In the listing below, find the line containing "Add Erlang module and". Write out that line and every line after it to the end, exactly and only those.

> [Material provided]
::::
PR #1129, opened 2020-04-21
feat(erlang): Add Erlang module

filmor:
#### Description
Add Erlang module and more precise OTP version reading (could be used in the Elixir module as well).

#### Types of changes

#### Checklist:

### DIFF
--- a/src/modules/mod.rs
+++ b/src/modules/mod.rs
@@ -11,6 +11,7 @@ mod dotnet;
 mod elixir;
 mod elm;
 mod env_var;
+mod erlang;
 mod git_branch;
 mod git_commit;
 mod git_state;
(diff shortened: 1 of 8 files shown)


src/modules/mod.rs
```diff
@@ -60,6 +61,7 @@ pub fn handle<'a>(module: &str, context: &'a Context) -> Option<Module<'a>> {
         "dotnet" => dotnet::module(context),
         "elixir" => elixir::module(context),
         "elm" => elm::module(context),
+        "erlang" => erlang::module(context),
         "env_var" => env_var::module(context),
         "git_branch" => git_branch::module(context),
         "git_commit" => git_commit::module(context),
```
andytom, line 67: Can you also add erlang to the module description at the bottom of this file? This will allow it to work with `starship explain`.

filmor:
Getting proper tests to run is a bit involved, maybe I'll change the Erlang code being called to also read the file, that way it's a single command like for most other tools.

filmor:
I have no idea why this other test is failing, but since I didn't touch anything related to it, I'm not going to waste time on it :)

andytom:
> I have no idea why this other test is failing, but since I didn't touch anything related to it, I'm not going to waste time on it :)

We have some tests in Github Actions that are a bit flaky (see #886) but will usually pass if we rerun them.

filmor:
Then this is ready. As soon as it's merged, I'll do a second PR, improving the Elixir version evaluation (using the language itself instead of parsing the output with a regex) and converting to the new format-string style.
::::
> [Result]
Add Erlang module and more precise OTP version reading (could be used in the Elixir module as well).

#### Types of changes

#### Checklist:

### DIFF
--- a/src/modules/mod.rs
+++ b/src/modules/mod.rs
@@ -11,6 +11,7 @@ mod dotnet;
 mod elixir;
 mod elm;
 mod env_var;
+mod erlang;
 mod git_branch;
 mod git_commit;
 mod git_state;
(diff shortened: 1 of 8 files shown)


src/modules/mod.rs
```diff
@@ -60,6 +61,7 @@ pub fn handle<'a>(module: &str, context: &'a Context) -> Option<Module<'a>> {
         "dotnet" => dotnet::module(context),
         "elixir" => elixir::module(context),
         "elm" => elm::module(context),
+        "erlang" => erlang::module(context),
         "env_var" => env_var::module(context),
         "git_branch" => git_branch::module(context),
         "git_commit" => git_commit::module(context),
```
andytom, line 67: Can you also add erlang to the module description at the bottom of this file? This will allow it to work with `starship explain`.

filmor:
Getting proper tests to run is a bit involved, maybe I'll change the Erlang code being called to also read the file, that way it's a single command like for most other tools.

filmor:
I have no idea why this other test is failing, but since I didn't touch anything related to it, I'm not going to waste time on it :)

andytom:
> I have no idea why this other test is failing, but since I didn't touch anything related to it, I'm not going to waste time on it :)

We have some tests in Github Actions that are a bit flaky (see #886) but will usually pass if we rerun them.

filmor:
Then this is ready. As soon as it's merged, I'll do a second PR, improving the Elixir version evaluation (using the language itself instead of parsing the output with a regex) and converting to the new format-string style.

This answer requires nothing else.